Exercise aim: Using "time" as the search string, find the matching lines below and copy them.

Source information:
PR #158, opened 2020-06-14
Open Hours Backend

Jeremy-Xue:
Relevant files are open_hour.rb and open_hour_controller.rb

Other files were changes from running rubocop -a. Had some issues rebasing to clean up the commit history but can take another try at it if needed

Heavily based this off of the implementation for menu_items since it seems to be very similar in functionality. 

Open hours are associated with each seller, and contain fields for day of the week (1-7) and open and close times (time datatype).

Does not account for holidays (can add text on frontend).

### DIFF
--- a/app/controllers/open_hour_controller.rb
+++ b/app/controllers/open_hour_controller.rb
@@ -1,0 +1,55 @@
+# frozen_string_literal: true
+
+class OpenHourController < ApplicationController
+  before_action :set_seller
+  before_action :set_seller_open_hour, only: %i[update destroy]
+
+  def index
+    json_response(@seller.open_hour)
+    end
+
+  def create
+    json_response(@seller.open_hour.create!(create_open_hour_params), :created)
+  end
+
+  def update
+    @open_hour.update(update_open_hour_params)
+    @open_hour.save
+    json_response(@open_hour)
+  end
+
+  def destroy
+    @open_hour.destroy
+
+    head :no_content
+  end
+
+  private
+
+  def create_open_hour_params
+    params.require(:seller_id)
+    update_params
+  end
+
+  def update_open_hour_params
+    params.require(:seller_id)
+    params.require(:id)
+    update_params
+  end
+
+  def update_params
+    params.permit(
+      :day,
+      :open,
+      :close
+    )
+  end
+
+  def set_seller
+    @seller = Seller.find_by!(seller_id: params[:seller_id])
+  end
+
+  def set_seller_menu_item
+    @open_hour = @seller.open_hour.find_by!(id: params[:id]) if @seller
+  end
+end
--- a/app/models/open_hour.rb
+++ b/app/models/open_hour.rb
@@ -1,0 +1,37 @@
+# frozen_string_literal: true
+
+# == Schema Information
+#
+# Table name: open_hours
+#
+#  id         :bigint           not null, primary key
+#  close      :time
+#  day        :integer
+#  open       :time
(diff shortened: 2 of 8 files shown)


app/controllers/open_hour_controller.rb
```diff
@@ -0,0 +1,55 @@
...
+    json_response(@seller.open_hour)
+    end
+
+  def create
+    json_response(@seller.open_hour.create!(create_open_hour_params), :created)
+  end
+
+  def update
+    @open_hour.update(update_open_hour_params)
+    @open_hour.save
```
jtmckibb, line 17: I don't think you need this save. Do the tests still pass without it?

app/models/open_hour.rb
```diff
@@ -0,0 +1,37 @@
...
+#
+# Foreign Keys
+#
+#  fk_rails_...  (seller_id => sellers.id)
+#
+class OpenHour < ApplicationRecord
+  belongs_to :seller
+  validates_presence_of :day, :close, :open
+  # 1:Monday - 7:Sunday
+  validates_inclusion_of :day, in: 1..7
```
jtmckibb, line 27: Would it be possible to make this 0..6? This way we can X mod 7 vs (X mod 7) + 1. In general starting a zero is just going to be more natural for programmers

app/models/open_hour.rb
```diff
@@ -0,0 +1,37 @@
...
+#
+# Indexes
+#
+#  index_open_hours_on_seller_id  (seller_id)
+#
+# Foreign Keys
+#
+#  fk_rails_...  (seller_id => sellers.id)
+#
+class OpenHour < ApplicationRecord
```
jtmckibb, line 23: Can you add an enum to map MON to 0, TUE to 1, etc. to match the Square API: https://developer.squareup.com/reference/square/objects/BusinessHoursPeriod#definition__property-day_of_week

enums: https://naturaily.com/blog/ruby-on-rails-enum
https://api.rubyonrails.org/v5.2.3/classes/ActiveRecord/Enum.html

app/models/open_hour.rb
```diff
@@ -0,0 +1,37 @@
...
+  belongs_to :seller
+  validates_presence_of :day, :close, :open
+  # 1:Monday - 7:Sunday
+  validates_inclusion_of :day, in: 1..7
+  validate :opens_before_closes
+
+  protected
+
+  def opens_before_closes
```
jtmckibb, line 32: This doesn't take into account if you open on a Monday, and close at 2am on a Tuesday

spec/requests/open_hour_request_spec.rb
```diff
@@ -0,0 +1,6 @@
+# frozen_string_literal: true
+
+require 'rails_helper'
+
+RSpec.describe 'OpenHours', type: :request do
```
jtmckibb, line 5: Mind adding GET, POST, PUT and DELETE tests here?

spec/models/open_hour_spec.rb
```diff
@@ -0,0 +1,27 @@
...
+#
+#  index_open_hours_on_seller_id  (seller_id)
+#
+# Foreign Keys
+#
+#  fk_rails_...  (seller_id => sellers.id)
+#
+require 'rails_helper'
+
+RSpec.describe OpenHour, type: :model do
```
jtmckibb, line 25: Could you add tests for:

- validates_inclusion_of
- enum
- opens_before_closes
- validates_presence_of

Response below:
Open hours are associated with each seller, and contain fields for day of the week (1-7) and open and close times (time datatype).
+#  close      :time
+#  open       :time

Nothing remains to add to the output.